# Do You Vacuum Your Dog?



## Faelan (Jun 25, 2012)

Pulled out the vacuum today to start cleaning couches. Faelan is beginning to blow his coat and there is dog hair EVERYWHERE!!! Anyways, both him and my boxer were doing everything they could to get in front of the hose/brush attachment until I finally gave in and vacuumed them down. It's something they absolutely love, so I was curious as to how many people actually vacuum their dogs and how their dogs feel about it.


----------



## MichaelE (Dec 15, 2012)

:rofl::rofl::rofl:

I have to post guards around the vacuum just to get it out of the closet. 

Lisl is certain that mean ol' vacuum is gonna suck her master right up and she'll never ever see me again.
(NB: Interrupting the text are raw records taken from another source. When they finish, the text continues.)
PR #1, opened 2026-04-01
Setting Up CI/CD

Okpala76:
- Installs an Ubuntu machine
-  makes a copy of our code
- installs Node.js version 22
- install repo dependency
- runs lint and 
- runs test

issue URL: https://linear.app/ekohacks/issue/EKO-188/story-cicd-and-pre-commit-hooks

PR #39, opened 2026-05-06
Eko 223/3c1 subscribe sends message and routes responses

Iam-Ebuka:
- test: red - subscribe sends a subscribe message and routes added documents into the store
- test: green - subscribe sends a subscribe message and routes added documents into the store
- introduced connectionManager class
- test: red - handle.stop sends an unsubscribe and stops further messages reaching the store
- test: green - handle.stop sends an unsubscribe and stops further messages reaching the store
- refactor: connectionManager.ts
- created a case to catch error in handleServerMessage
- refactored the test in clientWebSocket.test because server messages doesn't pass through trackMessages()

https://linear.app/ekohacks/issue/EKO-223/3c1-subscribe-sends-message-and-routes-responses


KevinOrfas (changes requested):
Tests pass, DoD reads as met. Three threads worth pausing on before merge.

**1. The single channel emitter, a 2.B call reaching its limit.**

Worth tracing the history because the answer is in the trace. PR #20 (Story 2.B) introduced the `ClientSocket` Nullable. Its `trackMessages()` emitted both `send()` and the server injection method on the same `'message'` event, by design. The review at the time named the cost:

> if you send a client message and then receive a server message, `tracker.data` will have both mixed together... worth thinking about whether the client should distinguish between outbound and inbound, otherwise the tracker won't be very useful beyond single action tests.

The call we made was to ship the single channel. Single action tests were the only consumer back then, so the directional question wasn't load bearing. Reasonable given what was in front of us.

3.C.1 is the first place that decision starts costing. `ConnectionManager` subscribes via the new `onMessage(listener)` channel, which sits on the same emitter. The manager now receives its own outbound subscribe messages on every test. `default: break` swallows them harmlessly today, but the moment any handler tightens or anyone asserts on the *full* set of received messages, it bites.

This is where we make the call we deferred in 2.B. Two channels, not one. `EVENT_OUTBOUND` and `EVENT_INBOUND`. `send` writes to outbound in both Real and Null. `onmessage` and `receiveMessage` write to inbound. `trackMessages` listens on outbound, `onMessage(listener)` listens on inbound. Symmetric across Real and Null. The ambiguity goes away.

When we hit an old shortcut like this, we close it in the PR that hits it, not as a follow up.

**2. Half the state in `connectionManager.ts` doesn't change behaviour.**

Three pieces of state appear to track which subscription cares about which collection:

- `collectionLiveSubscriptions: Map<collection, Set<subId>>`
- `collections: Set<string>` on each subscription state
- the loop in `markCollectionAsLive` that backfills both when a data message arrives

Both tests pass if you delete all three and replace `shouldRouteDataForCollection` with `return this.hasAnyLiveSubscription()`. The collection tied state has no effect on a routing decision either test makes.

It can't have an effect. Data messages on the wire carry `collection` but no sub id (`shared/protocol.ts:38` to `:55`). The client cannot tell which subscription a `{ type: 'added', collection: 'files', id: '1' }` belongs to, because the server hasn't told it. The bookkeeping is reaching for a discriminator that isn't on the wire.

The smallest shape that passes both tests:

```ts
private liveSubs = new Set<string>();

subscribe(name): SubscriptionHandle {
  const id = generateSubscriptionId();
  this.liveSubs.add(id);
  // ... rest same as before
}

stopSubscription(id) {
  this.liveSubs.delete(id);
  // ... rest same as before
}

private handleServerMessage(message) {
  if (message.type === 'added' || message.type === 'changed' || message.type === 'removed') {
    if (this.liveSubs.size === 0) return;
    this.store(message.collection).handleMessage(message);
    return;
  }
  if (message.type === 'ready') {
    this.subscriptions.get(message.id)?.readyResolver();
  }
}
```

One set, two state changes, one read at routing time. Same external behaviour as the current shape.

When per sub filtering becomes a real DoD ask later, the discriminator either lands on the wire (server tags data with sub id) or in the client (the client maps pub name to collection at subscribe time, then filters by collection on receive). Either choice is a different shape from what's there now, so landing the current bookkeeping means rewriting it whichever way that ticket goes.

**3. `handle.ready` hangs forever on a server `error`.**

PR #38 has the server emit `{ type: 'error', error: { code: 404, ... } }` when a client subscribes to a publication that wasn't `define()`d on the server. `connectionManager.ts:112` to `:134` doesn't handle `error`. The default branch swallows it. So `await handle.ready` for an unknown publication waits indefinitely.

There's a `readyRejector` captured at subscribe time, but the only path that calls it is the local `socket.send(...).catch(...)` block, i.e. failures to put bytes on the wire. Server side rejections never reach it.

The DoD says "subscribe sends message and routes responses." `error` is a response. A failing test:

```ts
it('rejects ready when subscribe fails on the server', async () => {
  const socket = ClientSocketWrapper.createNull();
  const server = socket.simulateServer();
  const manager = new ConnectionManager(socket);
  const handle = manager.subscribe('nope');
  const sent = socket.trackMessages().data[0] as SubscribeMsg;
  server.send({
    type: 'error',
    id: sent.id,
    error: { code: 404, message: 'Unknown publication' },
  });
  await expect(handle.ready).rejects.toMatchObject({ code: 404 });
});
```

Once #1 is sorted, `trackMessages().data[0]` will reliably be the subscribe rather than depending on send and receive interleaving.

KevinOrfas (changes requested):
**Top line**

The outbound/inbound split clears up the event model and the `StubbedClientSocket.onMessage → receiveMessage` rename resolves the name clash with the new wrapper method. Three new tests for the manager plus the rewrite of the inbound case in `clientSocket.test.ts` is solid test discipline.

I've pulled four threads I'd want us to walk through together before this lands, and codified most of them as tests against the PR branch so the behaviour is in plain view rather than me asserting it from the outside. There are also a handful of smaller things at the bottom.

---

**Thread 1: the routing test is passing by coincidence**

Have a look at the data branch in `connectionManager.ts`:

```ts
case 'added':
case 'changed':
case 'removed': {
  if (this.liveSubs.size === 0) return;
  this.store(message.collection).handleMessage(message);
  break;
}
```

It says "if no subscriptions are live, drop the data". The stop test in `tests/client/connectionManager.test.ts` runs with one subscription, so by the time the late `changed` arrives, `liveSubs.size` is 0 and the message is dropped. Green.

Drop this next to it:

```ts
it('late data for a stopped sub does not leak when another sub is still live', async () => {
  const socket = ClientSocketWrapper.createNull();
  const server = socket.simulateServer();
  const manager = new ConnectionManager(socket);
  const messages = socket.trackMessages();

  const filesHandle = manager.subscribe('files.all');
  const otherHandle = manager.subscribe('other.all');

  const filesSubId = (messages.data[0] as SubscribeMsg).id;
  const otherSubId = (messages.data[1] as SubscribeMsg).id;

  server.send({ type: 'added', collection: 'files', id: '1', fields: { name: 'existing.bam' } });
  server.send({ type: 'ready', id: filesSubId });
  server.send({ type: 'ready', id: otherSubId });
  await filesHandle.ready;
  await otherHandle.ready;

  filesHandle.stop();

  server.send({ type: 'changed', collection: 'files', id: '1', fields: { name: 'late.bam' } });

  expect(manager.store('files').getById('1')).toEqual({ _id: '1', name: 'existing.bam' });
});
```

Red. `otherHandle` is still live so `liveSubs.size > 0`, the late `changed` flows through, and the doc becomes `late.bam`.

What is the guard actually defending? `DataMsg` in `shared/protocol.ts:38-55` carries `collection` and `id` but no sub id. The manager genuinely cannot route data per subscription from its own state. So the answer probably lives somewhere else:

- The server stops sending data for a sub id once it sees `unsubscribe`. The client guard then has nothing to do. This is what real DDP does and feels like publications territory rather than manager territory.
- Or the protocol grows a sub id on `DataMsg` and the manager filters. Bigger change.

Which way were you heading? If it's the server side fence, I'd drop the `liveSubs.size === 0` check from here and let the failing test above sit as a contract test for whichever ticket picks the fence up. The guard as written reads like a promise the manager can't actually keep.

---

**Thread 2: `stopSubscription` leaks the subscription entry**

Walking the state in `connectionManager.ts`:

|                          | `subscriptions` | `liveSubs` |
|--------------------------|-----------------|------------|
| `subscribe()`            | add             | add        |
| `stopSubscription()`     | untouched       | delete     |
| `error` message          | delete          | delete     |
| subscribe send rejects   | delete          | delete     |

After `handle.stop()`, the entry stays in `subscriptions` with its resolver and rejector still wired up. If a slow `ready` or `error` arrives later for that id, we call those on an already settled promise. JavaScript no ops it, fine, but the entry is now dead weight that never goes away. Long lived page plus lots of subs, that grows.

A small inspection seam plus this test pins it down:

```ts
it('stop releases subscription bookkeeping', () => {
  const socket = ClientSocketWrapper.createNull();
  const manager = new ConnectionManager(socket);
  const handle = manager.subscribe('files.all');
  handle.stop();
  expect(manager.activeSubscriptionCount()).toBe(0);
});
```

There's a related observation underneath this: `liveSubs` is always a subset of `subscriptions.keys()`, so the two maps are tracking the same thing twice and that's what created room for them to diverge. Collapsing to one map (or a status field on `SubscriptionState`) removes the divergence at the source. The `id` field inside `SubscriptionState` is also unused, the map key already carries it.

What shape do you fancy here, single map with status, or just delete on stop and let absence mean gone?

---

**Thread 3: `isServerMessage` accepts anything with a `type` key**

`clientSocket.ts:4-6`:

```ts
function isServerMessage(data: unknown): data is ServerMessage {
  return typeof data === 'object' && data !== null && 'type' in data;
}
```

`ServerMessage` is a union of six literals (`'ready' | 'added' | 'changed' | 'removed' | 'result' | 'error'`, `shared/protocol.ts:79`). The guard claims to narrow to that union but only checks that *some* `type` exists. So `{ type: 'totally-bogus' }` slips through, the cast `listener(data as ServerMessage)` in `RealClientSocket.onmessage` carries it into the manager, and the `default: break` in `handleServerMessage` swallows it without a peep.

Quick jargon: a *type guard* is a function whose signature ends `data is X`. The compiler trusts the signature. The body has to prove what the signature claims, or the rest of the system is reading the type on faith.

If we export the helper, this test catches it cleanly:

```ts
expect(isServerMessage({ type: 'totally-bogus' })).toBe(false);
expect(isServerMessage({ type: 'ready', id: '1' })).toBe(true);
```

Two shapes worth considering: narrow on the literal set (cheapest), or per branch schema checks that also verify `collection`/`id`/`fields` for data messages (stronger frontier with the server). Which one fits the level of trust we want here?

---

**Thread 4: `ConnectionManager` never unhooks from the socket**

In the constructor:

```ts
this.socket.onMessage((message) => {
  this.handleServerMessage(message);
});
```

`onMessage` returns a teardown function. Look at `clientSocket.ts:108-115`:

I have to crate her when I vacuum. Or use my power tools. She thinks those are undoubtably related to the vacuum cleaner and will probably take my arm clean off if she's not there to watch and bark.


----------



## llombardo (Dec 11, 2011)

I vacuum my golden and he loves it. I just did it yesterday. The GSD watched, so i will gradually teach her that its okay. She is not afraid of the vacuum and she doesn't go after it, she walks right next to me as I vacuum. I have to tell her to move if she's in my way, in no way does she feel that the vacuum is going to hurt her


----------



## meldleistikow (Oct 24, 2011)

My long haired shepherd loves it!


----------



## BellaLuna (Jan 27, 2013)

Hmmm I just might have to try this


----------



## Karla (Dec 14, 2010)

When I'm using the shop vac, there's Timber waiting for his turn. He loves it!


----------



## Faelan (Jun 25, 2012)

I'm glad I'm not alone lol! I have been brushing out Faelan every day lately but he loves to eat the clumps of hair that fall off him. (?? Weirdo) At least with vacuuming all the hair ends up inside the canister instead of his mouth. I'm waiting for him to cough up a hairball.


----------



## Capone22 (Sep 16, 2012)

Yes I taught rogue to let me do this. Can't say she loves it, but she tolerates it. Lol 


Sent from Petguide.com Free App


----------



## RocketDog (Sep 25, 2011)

Yes-- Rocket loves the vacuum and I have used it as a training tool: I make him down and wait while I vacuum an area, then he "gets" to be vacuumed, lol. 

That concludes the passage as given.